» AIM OF THE TASK
Retyping each entry exactly is the whole task.

··········

PR #21, opened 2015-04-05
Tweaks for mariadb usage

mwanjura:


mwanjura:
Oh, sorry. Just saw that travis failes. I'll fix it and request a new pull request.

defaults/main.yml
```diff
@@ -20,6 +20,8 @@ mysql_enablerepo: ""
 mysql_port: "3306"
 mysql_bind_address: '0.0.0.0'
 mysql_datadir: /var/lib/mysql
+mysql_daemon: mysqld
```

··········

» EXERCISE SOLUTION
PR #21, opened 2015-04-05
Tweaks for mariadb usage

mwanjura:


mwanjura:
Oh, sorry. Just saw that travis failes. I'll fix it and request a new pull request.

defaults/main.yml
```diff
@@ -20,6 +20,8 @@ mysql_enablerepo: ""
 mysql_port: "3306"
 mysql_bind_address: '0.0.0.0'
 mysql_datadir: /var/lib/mysql
+mysql_daemon: mysqld
```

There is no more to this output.